Web archives of blog pages noisy

Hi,

when I do research on a topic I typically surf the web and take lots of web archives. Many of the pages I archive are blog pages, where there is lots of “noise” (advertisment, history, …) around the main article, I am interested in.

Because of the noise I get pretty low quality on the “categorize” and “see also”-functions.

Is there any best practice how you should handle this? How do you guys handle this?

Helge

You could either edit the web archives and delete all unnecessary parts (DEVONthink Pro only) but personally I prefer to take rich notes of the interesting parts.

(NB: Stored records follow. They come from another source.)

PR #973, opened 2015-03-09
Simplistic seedlink client

megies:
.. that implements the usual `Client.get_waveform(net, sta, loc, cha, start, end)` routine for quick and easy requesting of finite time windows via seedlink.

Although this might be adding to the confusion in `obspy.seedlink` I think this might be useful as it covers a different use case (simple requests of finite time windows) than the existing client structures (oriented at more complex use cases, especially working on continuous data streams).

e.g.
```python
>>> from obspy.seedlink import Client
>>> client = Client('rtserver.ipgp.fr')
>>> t = UTCDateTime() - 3600
>>> client.get_waveform("G", "FDF", "00", "BHZ", t, t + 5)
<obspy.core.stream.Stream object at 0x...>
```

Would still need more docs..

### DIFF
--- a/obspy/seedlink/basic_client.py
+++ b/obspy/seedlink/basic_client.py
@@ -1,0 +1,148 @@
+# -*- coding: utf-8 -*-
+"""
+SeedLink request client for ObsPy.
+
+:copyright:
+    The ObsPy Development Team (devs@obspy.org)
+:license:
+    GNU Lesser General Public License, Version 3
+    (http://www.gnu.org/copyleft/lesser.html)
+"""
+from __future__ import (absolute_import, division, print_function,
+                        unicode_literals)
+from future.builtins import *  # NOQA @UnusedWildImport
+
+import warnings
+
+from obspy import Stream
+from obspy.seedlink.slclient import SLClient, SLPacket
+from obspy.seedlink.client.seedlinkconnection import SeedLinkConnection
+
+
+class Client(object):
+    """
+    SeedLink request client.
+
+    This client is intended for requests of specific, finite time windows.
+    To work with continuous realtime data streams please see
+    :class:`~obspy.seedlink.slclient.SLClient` and
+    :class:`~obspy.seedlink.easyseedlink.EasySeedLinkClient`.
+
+    :type server: str
+    :param server: Server name or IP address to connect to (e.g.
+        "localhost", "rtserver.ipgp.fr")
+    :type port: int
+    :param port: Port at which the seedlink server is operating (default is
+        `18000`).
+    :type timeout: float
+    :param timeout: Network timeout for low-level network connection in
+        seconds.
+    :type debug: bool
+    :param debug: Switches on debugging output.
+    """
+    def __init__(self, server, port=18000, timeout=20, debug=False):
+        """
+        Initializes the SeedLink request client.
+        """
+        self.timeout = timeout
+        self.debug = debug
+        self._slclient = SLClient(loglevel=debug and "DEBUG" or "CRITICAL")
+        self._server_url = "%s:%i" % (server, port)
+
+    def _connect(self):
+        """
+        Open new connection to seedlink server.
+        """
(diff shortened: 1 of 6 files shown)


obspy/seedlink/basic_client.py
```diff
@@ -0,0 +1,148 @@
...
+from obspy.seedlink.client.seedlinkconnection import SeedLinkConnection
+
+
+class Client(object):
+    """
+    SeedLink request client.
+
+    This client is intended for requests of specific, finite time windows.
+    To work with continuous realtime data streams please see
+    :class:`obspy.seedlink.slclient.SLClient` and
```
QuLogic: No `~` on this one?

obspy/seedlink/basic_client.py
```diff
@@ -0,0 +1,148 @@
...
+    :class:`~obspy.seedlink.easyseedlink.EasySeedLinkClient`.
+
+    :type server: str
+    :param server: Server name or IP Adress to connect to (e.g.
```
QuLogic: s/Adress/Address/

obspy/seedlink/tests/test_basic_client.py
```diff
@@ -0,0 +1,38 @@
...
+        self.client = Client("rtserver.ipgp.fr")
+
+    def test_get_waveform(self):
+        t = UTCDateTime() - 3600
+        for request in [["G", "FDF", "00", "LHN", t, t + 20],
+                        ["G", "CLF", "00", "BHZ", t, t + 10]]:
+            st = self.client.get_waveform(*request)
+            self.assertTrue(len(st) > 0)
+            for tr in st:
+                self.assertTrue(tr.id == ".".join(request[:4]))
```
QuLogic: This sort of line is why I asked about `assertEqual(s)` on gitter, @megies. I think string comparison should work fine, right?

megies: Hm, so it's about cosmetics and not about incompatibilities / unittest backwards compat etc., right? I.e. that `assertEqual(a, b)` is a bit simpler to read than `assertTrue(a == b)`? Fair point, I can change it.

QuLogic: Well, it's not all about cosmetics, as I recall some cases where `assertEqual` didn't work. IIRC, it was with custom type in 2.6, but strings should work, for sure.

petrrr:
Hi, this client is great. Just testing it!
What about adding support for wildcards and lists of channels?

megies:
> What about adding support for wildcards and lists of channels? Should I open a new ticket?

Feel free towork on it. I am fairly sure that you'd need to do some more magic internally, i.e. query what's available from the server. I don't think just passing wildcards to the server works. But I'm not sure and for me it wasn't top-priority. Usually with realtime servers you know beforehand what data you want exactly (at least that's the way for me)

CTrabant:
FWIW, all standard SeedLink servers support wildcarding of location and channel identifiers (* and ? wildcards).  The IRIS ringserver SeedLink implementation further supports those wildcards for network and station identifiers.  There might be some proprietary implementations (e.g. hardware manufacturers) that do not support wildcards, but I would not worry about those much.

megies:
Thanks for the info Chad! So, @petrr feel free to work on it..

megies:
I've checked some wildcard requests with our current implementation and found `?` to work well in loc/cha codes but not `*` for multiple characters. Also I wasn't able to get a wildcard request in station/network to run. This is likely to be influenced by how it's implemented in our underlying low-level seedlink client (`SLCLient`), so I'm not saying it's not working on server side.. ;)

I've updated our docs accordingly, that's as much as we get without fiddling in the deeper implementation I think. Thanks again @CTrabant for pointing this out.

@petrrr, I was not able to fetch data from IRIS seedlink server, maybe you can double check? Thanks!

CTrabant:
Ah, right, only the ? wildcard is allowed for location/channel.  Sorry and thanks for double checking.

I will try with taking rich notes then. Hmm, but I guess you can’t refer to the original web page later cause you miss the URL. But nevertheless - I try.

Helge

If you use drag-n-drop or the Services menu for DT it will try to capture the URL as well. Ditto for the scripts in the Script menu (on the right hand-side of the menu bar if you’ve enabled this).

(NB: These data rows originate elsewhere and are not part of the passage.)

PR #975, opened 2015-03-11
do not round float result of subtraction of two UTCDateTime objects to set precision attribute

megies:
I just ran into a strange floating point precision issue when subtracting two UTCDateTime objects and doing further calculations on the result. I am not sure but I am inclined to think that this is a bug, as this results in loss of precision. In all other cases the precision attribute is exclusively used to influence the boolean values of comparisons but never to actually truncate the precision..

Opinions?

Here's a comparison of subtracting two UTCDateTime objects vs. subtracting their timestamps..
```python
import numpy as np
from obspy import UTCDateTime

t = UTCDateTime(0.1)

errors = []

for t2_timestamp in np.linspace(0.2, 0.8, 10000):
    t2 = UTCDateTime(t2_timestamp)

    error = abs((t2.timestamp - t.timestamp) - (t2 - t)) 
    errors.append(error)

plt.hist(errors)
plt.show()
```

figure_1


mbyt:
@megies could you check the change on the test_trigger.py ?

megies:
> test_trigger.py ?

uhm.. what `test_trigger.py`?

barsch:
probably http://tests.obspy.org/67641/ - those are also failing for me if I run the signal test suite using this branch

I do the vast majority of captures from the Web as rich text, which includes selected text, tables and images.

When doing this from Safari or other Cocoa Web browser using the shortcut Command-) --Shift-Command-0 – the URL is automatically included in the new document’s Info panel.

Rich text capture of selected material is also available via a contextual menu option in DEVONagent and in the built-in DEVONthink browser.

But you cannot capture rich text if Firefox is the browser.

Tip: To select a long article, place the cursor at the bottom of the material, press the Shift key and “swoop” the cursor upwards.

Ahh! Great. I used Firefox as my primary browser so far but this is a good reason to change back to Safari.

Thanks!

I may be taking this to an extreme, but here is how I handle this:

  1. I use Aardvark [karmatics.com/aardvark/] to cut away all the parts of the page that I don’t want.
  2. I then use the make.text bookmarklet [homepage.mac.com/tjim/] to convert the html into markdown [daringfireball.net/projects/markdown/]

I then import the notes as plain text. You don’t get the URL passed to the URL field this way, however the URL of the page is preserved in the markdown. This prevents Devonthink from updating with the noisier version. Naturally, you lose all images this way but I don’t work with images so it doesn’t really affect me.